胸元には、先ほどの小さな剣と、白い羽根をぶら下げてある。それを見つめながら、フェインは唐突に思った。
(天使の生殖器ってどんなんだ。一応あるのか、それとも無いのか)
ラビエルはふと真剣なまなざしでフェインを見つめ、きちんと脚をそろえなおした。フェインは思わず身構えたが、ラビエルの口をついて出たのは、至ってまじめな問いだった。
「フェイン、昼間の話、考えていただけたでしょうか?」
まるで若い営業マンのような、礼儀正しさだ。
「昼間の?」
「この世界は、堕天使に狙われています。勇者となって、この世界を混乱から救ってください。この世を救うのはあなたしかいません、フェイン」
フェインは苦笑した。
「そうだな。きみは命の恩人だ。断るわけにはいかないな」
「それでは……」
「引き受けよう。といっても、おれは何をすればいいんだ?」
ラビエルの顔が文字通り、ぱっと輝いた。薄暗い部屋が明るくなり、沈んでいたフェインの気持ちまで明るくなったほどの、圧倒的な力だ。
(これが天使か)
フェインも認めざるをえなかった。
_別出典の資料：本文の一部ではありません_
PR #500, opened 2022-11-30
feat: add new subchart for Web Modeler

jfriedenstab:
https://github.com/camunda/web-modeler/issues/2215

### What's in this PR?
A new subchart for Web Modeler Self-Managed.

### Checklist

**Before opening the PR:**

- [ ] Tests for charts are added.

**After opening the PR:**


charts/camunda-platform/README.md
```diff
@@ -462,6 +462,9 @@ For more information, visit [Identity Overview](https://docs.camunda.io/docs/sel
 | | `podSecurityContext` | Defines the security options the Identity pod should be run with | `{ }` |
 | | `containerSecurityContext` | Defines the security options the Identity container should be run with | `{ }` |
 
+### Web Modeler
+**TODO**
```
jfriedenstab, line 466: I will add the documentation later.

charts/camunda-platform/charts/web-modeler/Chart.yaml
```diff
@@ -0,0 +1,15 @@
+apiVersion: v2
+description: Web Modeler Helm Chart for Kubernetes
+name: web-modeler
+version: 0.1.0
```
jfriedenstab, line 4: I was not sure about the chart version because Web Modeler Self-Managed is still in beta status and does not follow the Camunda 8 versioning scheme yet. So I went with `0.1.0`.

charts/camunda-platform/templates/_helpers.tpl
```diff
@@ -105,3 +104,7 @@ Subcharts can not access values from other sub-charts or the parent, global only
         http://{{ include "common.names.dependency.fullname" (dict "chartName" "keycloak" "chartValues" . "context" $) | trunc 20 | trimSuffix "-" }}:80{{- include "identity.keycloak.contextPath" . -}}{{ $keycloakRealmPath }}
     {{- end -}}
 {{- end -}}
+
+{{- define "camundaPlatform.identityBackendUrl" -}}
+http://{{ include "common.names.dependency.fullname" (dict "chartName" "identity" "chartValues" . "context" $) }}
```
jfriedenstab, line 109: I'm not sure if there's maybe a better way to get the fullname from the identity subchart?
I wanted to use `{{ include "identity.fullname" . }}` which doesn't work though when this template is used in the Web Modeler context.
Also, `identity.service.port` would actually need to be included in the URL (in case someone chose a different value than the default `80`).

aabouzaid:
@jfriedenstab Thanks for the PR :rocket: 
Please make sure to rebase your branch on the main branch, where I just made some enhancements in the CI pipelines.

charts/camunda-platform/templates/_helpers.tpl
aabouzaid: @jfriedenstab this is one of the main obstacles we have now.
By design, Helm treats each sub-chart as an independent chart, i.e. sub-charts cannot access each other.

But anyway, what do you want to access? Did you take a look at Operte/Tasklist, for example?
The common keys are access under `.global.identity`.

jfriedenstab: @aabouzaid: I'd like to set up a backchannel communication between Web Modeler and Identity (because the Web Modeler calls the Identity API internally). That's why I need the Identity service name and port.

Zelldon: Then I guess you have to define a global value

charts/camunda-platform/charts/web-modeler/Chart.yaml
Zelldon: These sub chart values doesn't matter since we only package one chart for camunda platform. We normally align these values with the parent.

jfriedenstab: Thanks, I changed the version to `8.1.2`.

aabouzaid:
I'm on it :+1:

jfriedenstab:
Thanks @aabouzaid!

By the way, all the tests are failing now with this error:
```
Error: can't get a valid version for repositories keycloak. Try changing the version constraint in Chart.yaml
```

天使は、髪を覆っていたタオルを取り、飛んできてフェインの手を握り締め、その勢いでフェインを抱きしめ、両頬にキスまでしてきた。
よほどうれしかったのか、翼でぱたぱたとフェインの肩を叩きさえする。
普通、男にそんなことをされたらぞっとするだろうが、不思議にラビエルは嫌悪を感じさせなかった。
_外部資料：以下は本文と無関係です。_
Issue #733, opened 2023-06-06
[TASK] Wrong ServiceMonitor port in Identity


jessesimpson36:
**Describe the issue:**

ServiceMonitor in charts/camunda-platform/templates/service-monitor.yaml is set to extract from the port with label "http", which means port 8080 for the identity pod. However, the identity pod exposes it's metrics on the port 8082 which is labeled "metrics".

Note: to reproduce this, you must have the servicemonitor enabled:
```
prometheusServiceMonitor:
  enabled: true
```
And install the [kube-prometheus](https://github.com/prometheus-operator/kube-prometheus) operator

**Actual behavior:**

Find a metric via exec'ing into the identity pod and running:
```
wget http://127.0.0.1:8082/actuator/prometheus -O - 
```

In this case, I will use `system_cpu_count`.  In Grafana explore, input the following query:
```
system_cpu_count{container="identity"}
``` 
No results in the grafana query.
![2023-06-06-154853_grim](https://github.com/camunda/camunda-platform-helm/assets/19277629/7a552865-cb16-4f02-9a3e-c6472b0798ff)

You can also see that if you try to access `/actuator/prometheus` on port 8080, the result is a 403 error:
```
/app # wget http://127.0.0.1:8080/actuator/prometheus -O - 
Connecting to 127.0.0.1:8080 (127.0.0.1:8080)
wget: server returned error: HTTP/1.1 403 
```

**Expected behavior:**

Expected behavior is to be able to query the metrics exposed from the pod inside grafana.

In Grafana explore, input the following query:
```
system_cpu_count{container="identity"}
``` 
![2023-06-06-154707_grim](https://github.com/camunda/camunda-platform-helm/assets/19277629/844aedbf-606f-432e-9d56-09c302d2b1d5)

**How to reproduce:**

[promservmonitor-values.yaml.txt](https://github.com/camunda/camunda-platform-helm/files/11668565/promservmonitor-values.yaml.txt)

**Environment:**

**Please note: Without the following info, it's hard to resolve the issue and probably it will be closed.**

- Platform: Kind cluster
- Helm CLI version: version.BuildInfo{Version:"v3.11", GitCommit:"", GitTreeState:"", GoVersion:"go1.20.2"}
- Chart version: 8.2.5
- Values file: [promservmonitor-values.yaml.txt](https://github.com/camunda/camunda-platform-helm/files/11668565/promservmonitor-values.yaml.txt)

[...]

PR #818, opened 2023-08-04
fix: uses metrics endpoint for identity service monitor

jessesimpson36:

Related to: https://github.com/camunda/camunda-platform-helm/issues/733

### Checklist

**Before opening the PR:**

**After opening the PR:**


jessesimpson36:
2023-08-11-143325_grim

* connectors
* identity
* operate
* optimize
* tasklist
* zeebe
* zeebe-gateway

I'm going to check if there are any other containers we need to account for.

Here is a list of containers it was able to pull metrics from in my local instance with this patch

jessesimpson36:
I recognize that the web modeler service monitor is also not working. I learned that it listens on the port named http-management and that it listens on /metrics for the restapi. However, the webapp and the websockets containers don't seem to have any prometheus endpoint open.. hmm.

jessesimpson36:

「ありがとう、ありがとう。もう、みんなに断られてどうしようかと思ってたんです!」
「み、みんな? 他にもいるのか」
「あなたが記念すべき最初の勇者様です。でも一人じゃとても無理、回りきれません」
そのとき、何か虫のようなものが現れ、ラビエルの周りを飛び回った。
「天使さまぁ。天界に帰らないとAPがなくなっちゃいますぅ」
「ああ、ごめん。アクイラ」
ラビエルは優しいしぐさで、その小さな生き物を両手で救い上げ、肩に乗せた。それは、トンボのような羽根の生えた、小さな女の子に見えた。
「この子はアクイラ。ぼくの手伝いをしてくれてる妖精さんです。」
いったん肩に乗ったその生き物は、そっと天使の髪の陰に隠れた。
「アクイラですぅ。勇者さま、よろしくお願いしますぅ」
天使ならば妖精の一匹や二匹、連れていておかしくはないのだろう。フェインには、もはや驚いてみせる気力もなかった。
「それでは、フェイン。また来ます。どうかゆっくり休んで、体を治してくださいね」
ラビエルはにっこりと微笑み、一瞬にして視界から消えたのだった。